9. Path Beyond 1.0.0-beta.7

Glagol now implements the first real beta Slovo contract, the first post-beta tooling/install hardening release, the first runtime/resource foundation release, the first standard-library stabilization release, and the first diagnostics usability release, the first package/workspace discipline release, the first loopback networking foundation release, and the first serialization/data-interchange foundation release.
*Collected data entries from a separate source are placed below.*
PR #1307, opened 2026-06-01
auth: keyring deadline + post-review polish for control-plane client

pjbgf:
https://entire.io/gh/entireio/cli/trails/461

## Summary

Bundles the OS-keyring deadline with a small set of review-pass fixes
for the freshly-merged control-plane client (#1299):

- **auth: cap OS-keyring calls with a context deadline.** A hung
  keychain helper (locked Keychain, paused libsecret prompt) would
  block `entire login`/`logout` indefinitely; wrap every keyring read
  and write with a 3s deadline and surface the timeout as a clear
  error rather than a frozen process.
- **coreapi: skip sessionAuth so requests carry no stray `Cookie`
  header.** `bearerSource.SessionAuth` previously returned an empty
  `SessionAuth{}` and the generated `securitySessionAuth` would
  unconditionally add `Cookie: entire_session=` to every outbound
  request. Return `ogenerrors.ErrSkipClientSecurity` instead; the
  bearer alone satisfies the OR-requirement and no cookie is sent.
  Locked in with a wire-level unit test.
- **grant org add: validate `--role` at the CLI boundary.** Mirrors
  `parseProjectOwnerType` with a `parseOrgRole` mapping
  owner/admin/member onto the generated enum, so typos fail fast
  with a clear local message instead of an opaque server 422.
  Project and repo `--role` stay free-form because the spec for those
  doesn't enumerate values.
- **mirror create/remove: reject dot-only owner/repo segments.** The
  tightened owner charset (from #1299) already excludes dots, but
  `gitHubRepoPat` admits `.` and `..` — both would embed a literal
  `..` in the `/gh/<owner>/<repo>` slug and the token-exchange
  audience. Reject at the boundary; two negative tests cover `.` and
  `..`.
- **mirror clone probe: drop `http.DefaultClient`, cap the body
  read.** `DefaultClient` is process-global, has no `Timeout`, and is
  poisonable; replace with a purpose-built `probeClient` (own
  Transport, 15s timeout, 10s TLS handshake, no redirect-follow), and
  wrap the body in `io.LimitReader(8 MiB)` to match the JSON path in
  `api/client.go`.
- **mirror clone probe: floor token re-mints so STS hiccups don't
  amplify.** Re-mint on 401 was unconditional, so a flapping STS
  during the 30-minute wait could mint ~900 tokens at the 2s probe
  cadence. Track `lastMint` and skip re-mint inside a 30s window;
  probes keep firing, auth load is bounded.

---

> [!NOTE]
> **Medium Risk**
> Changes touch credential storage timeouts, control-plane HTTP auth headers, STS token re-mint behavior, and URL validation used for token audiences—mostly defensive but in security-sensitive paths.
> 
> **Overview**
> Adds **bounded OS keyring I/O** so login/logout cannot hang forever: every keyring save/get/delete runs through a **5s** deadline (overridable via `ENTIRE_KEYRING_TIMEOUT`) with platform-specific timeout errors.
> 
> Hardens **control-plane and mirror paths**: the Core API client skips `sessionAuth` via `ogenerrors.ErrSkipClientSecurity` so outbound requests do not send an empty `entire_session` cookie; `entire grant org add` validates `--role` locally; GitHub URL parsing rejects **dot-only** repo segments; the mirror clone probe uses a dedicated HTTP client (timeouts, no redirects), caps `info/refs` reads at **8 MiB**, and **rate-limits** repo-scoped token re-mints after 401s.
> 
> Pins **go-licenses** to **v2.0.1** in the license lint task for reproducible CI.
> 
> <sup>Reviewed by [Cursor Bugbot](https://cursor.com/bugbot) for commit 614d8450ccd8e94c7250fbbe3ce35ad70c854a1a. Configure [here](https://www.cursor.com/dashboard/bugbot).</sup>

### DIFF
--- a/cmd/entire/cli/auth/keyring_timeout.go
+++ b/cmd/entire/cli/auth/keyring_timeout.go
@@ -1,0 +1,73 @@
+package auth
+
+import (
+	"context"
+	"errors"
+	"fmt"
+	"os"
+	"time"
+)
+
+// defaultKeyringTimeout caps how long every OS keyring call may take.
+// On Linux the keyring talks D-Bus to the Secret Service; in headless
+// environments (SSH without a graphical session, containers, WSL) no
+// provider is running and the call blocks indefinitely, freezing the
+// CLI. 5s is comfortably longer than any healthy round-trip while still
+// surfacing the hang to the user quickly.
+const defaultKeyringTimeout = 5 * time.Second
+
+// keyringTimeoutEnvVar overrides defaultKeyringTimeout. Accepts any
+// time.ParseDuration string; invalid or non-positive values fall back
+// to the default. Useful on slow keyrings or to extend the wait on a
+// system where the secret service is just sluggish.
+const keyringTimeoutEnvVar = "ENTIRE_KEYRING_TIMEOUT"
+
+func keyringTimeout() time.Duration {
+	v := os.Getenv(keyringTimeoutEnvVar)
+	if v == "" {
+		return defaultKeyringTimeout
+	}
+	d, err := time.ParseDuration(v)
+	if err != nil || d <= 0 {
+		return defaultKeyringTimeout
+	}
+	return d
+}
+
+// newKeyringContext returns a context that cancels after the configured
+// keyring timeout. Callers must invoke the returned cancel to release
+// the timer regardless of which select branch wins.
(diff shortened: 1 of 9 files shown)


pjbgf:
@cursor review

Soph (approved):

PR #1309, opened 2026-06-01
Harden cluster trust: ephemeral binding + HostInCluster specificity floor

Soph:
Follow-up security hardening to the remote-helper credential-scoping work (merged via #1306). Two independent fixes to the `entire://` clone trust model.

## 1. Stop silent persistent cluster auto-binding (`clusterdiscovery`)

A successful `/.well-known/entire-cluster.json` discovery match used to persist `cluster_contexts[host] = <context>` to `contexts.json`. That binding is **durable and silent**: after a single drive-by clone of an attacker URL (e.g. a malicious submodule whose `.well-known` names the victim's real core), every future op against that host skipped discovery and minted identity-bearing JWTs against the bound context — a persistent identity-leak channel with no UX to notice or revoke it.

- `ResolveContextForCluster` no longer persists a binding. It resolves the match **for the current invocation only** and re-evaluates the live `.well-known` each time, so the trust decision stays fresh and a one-off clone leaves no durable state. The sole caller (the non-interactive git-remote-entire helper) can't prompt, so ephemeral resolution is the right scoping. Explicit bindings (`entire-core context bind`, teammate tooling) are still honored.
- Bindings are now **auditable and revocable**: `entire auth contexts` lists any `cluster_contexts` entries with an unbind hint, and new `entire auth unbind <host>` revokes one without touching the underlying login context.

## 2. Floor `HostInCluster` wildcard at a registrable domain (`discovery`)

`HostInCluster` treated any `*.cluster` host as same-cluster via a bare suffix match. With a broad cluster host that makes an entire public suffix in-cluster (cluster `io` → every `*.io` inherits the Authorization-carry / replica-trust boundary), so a relinquished or misconfigured subdomain anywhere under that suffix becomes a credential receiver.

- The subdomain (wildcard) match is now gated on the cluster host being strictly more specific than its own public suffix (via `x/net/publicsuffix`). `*.entire.io` still matches `entire.io`; `*.io` and `*.co.uk` no longer wildcard-match. Exact matches and IP literals are unaffected.

## Scope note

With #1 in place an attacker can no longer durably pin `*.example.com` trust via a one-off clone. The `example.com` (eTLD+1, attacker-registrable) case still passes the public-suffix floor — fully closing that needs a signed/endorsed cluster manifest, which is intentionally out of scope here.

## Testing

- New tests: ephemeral resolution (no binding persisted, re-discovers each call), `HostInCluster` specificity-floor cases, binding surfacing in `auth contexts`, and `auth unbind` (idempotent, preserves the context).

The remaining path is from beta to stable.

Recommended compiler sequence:

  1. Complete the next blocked post-beta language-breadth slices from the Slovo roadmap without regressing the beta baseline.
  2. Broaden runtime-owned strings, collections, and composite value flow without exposing unstable ABI details as stable contracts.
  3. Refine f32 policy, additional integer families, explicit conversion behavior, and remaining library/runtime gaps.
  4. Harden package, workspace, and standard-library import/search behavior into a compatibility-governed stable toolchain story.
  5. Strengthen diagnostics, generated docs, conformance fixtures, and release gates as first-class compiler interfaces.
  6. Keep benchmark publication local and repeatable while deferring public performance claims until methodology is stronger.
  7. Freeze formatter output, diagnostics schema, package behavior, stdlib compatibility, migration policy, and toolchain contracts for 1.0.0.

10. Conclusion

Glagol has moved Slovo from a manifesto into a working beta native compiler track. The important result is not only that programs compile. It is that the support boundary is visible enough to review: source contracts, diagnostics, tests, lowering, benchmarks, and publication artifacts can be kept in sync.

The compiler is now useful enough for ordinary local tools and libraries within the documented beta contract. The path forward remains disciplined breadth and compatibility hardening, not unsupported feature claims.